The capsule of Hia is most similar to Hib. In Hib, the capsule is a polysaccharide based on a disaccharide backbone of ribitol linked to ribitol phosphate (27), while in Hia the backbone disaccharide is glucose and ribitol phosphate (28). The increase in Hia cases in Nunavut did not appear to be related to capsule switching of Hib strains to Hia because the STs of the Hia and Hib case isolates were very different (Table II). Also, the ST-23 Hia isolates identified in Nunavut did not appear to have partial deletion of their capsule synthesis genes, which has been described to be typical of invasive Hib strains (29) and in some Hia strains too (30). Previous studies have also suggested that not all Hia strains have this partial deletion of genes in their capsule synthesis operon (10,31).

Besides their capsule chemistry, another noticeable difference between Hia and Hib may be their susceptibility towards antibiotics with Hib more often found to have resistance to antibiotics like ampicillin while such resistance in Hia is relatively rare. In this study, 8 out of 12 (66.7%) Hib case isolates were found to have resistance to ampicillin due to β-lactamase production versus 0 out of 43 (0%) Hia case isolates. One hypothesis may be that unlike Hib which have been in circulation for a long time and have acquired antibiotic resistance genes including those that encode for β-lactamases (32), Hia is a recently introduced pathogen as suggested to be the case in Alaska, USA (31), and therefore, have not acquired antibiotic resistance genes. Indeed, this observation of a difference between Hia and Hib in terms of their susceptibility towards commonly prescribed antibiotics had been confirmed with a larger sample size collected from 3 Canadian provinces over a period of 2 decades (33). If indeed the differential susceptibility of Hia and Hib towards commonly prescribed antibiotics depends on the longevity of the strain circulating in a population, then it is quite possible that as Hia circulates in a population over time, it will pick up antibiotic resistance genes and become resistant to antibiotics. Based on the success of the Hib conjugate vaccine, it is reasonable to assume that a Hia conjugate vaccine would protect against Hia infection and carriage as well as minimize its opportunity to pick up antibiotic resistance genes.

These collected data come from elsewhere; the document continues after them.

PR #126, opened 2022-01-25
Hide `/settings/api-keys` for guests, unify auth wall

kachkaev:
This reuses guest redirects in `/dashboard` in `/settings/api-keys`. To avoid repetition, I’ve introduced `withAuthWall`, which we can use onwards in the new pages.

To further reduce repetition, I have replaced `useContext(UserContext)` with `useUser()`, which is a common pattern in React hooks.

When looking at the original logic in `/dashboard`, I noticed a timing bug which was to do with the speed of `/auth/me`. If we rendered the dashboard before `fetch` was resolved, we ended up with an unwanted redirect for logged in users. This is fixed by adding `UserState = SerializedUser | "loading" | undefined`, which allows us to represent reality more accurately.

[Asana task](https://app.asana.com/0/1201095311341924/1201694916711161/f) _(internal link)_

### DIFF
--- a/site/src/components/Navbar.tsx
+++ b/site/src/components/Navbar.tsx
@@ -19,7 +19,7 @@ import { BlockProtocolLogoIcon } from "./SvgIcon/BlockProtocolLogoIcon";
 import { BoltIcon } from "./SvgIcon/BoltIcon";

Given the severity of illness due to Hia (34,35), sporadic and recurrent Hia infections as well as potential Hia outbreaks (31,36,37) pose a significant threat. In addition, the lack of a vaccine and the lack of published guidelines for the prophylaxis of contact exposure may represent a gap in our public health system for an emerging pathogen in a vulnerable population. Therefore, further population-based surveillance studies to identify those who may be at risk of this infection may help us to understand the epidemiology of invasive Hia infections as well as to pave the way for potentially developing a Hia monovalent or Hia–Hib bivalent vaccine for the protection of populations at risk of exposure to this pathogen (38,39).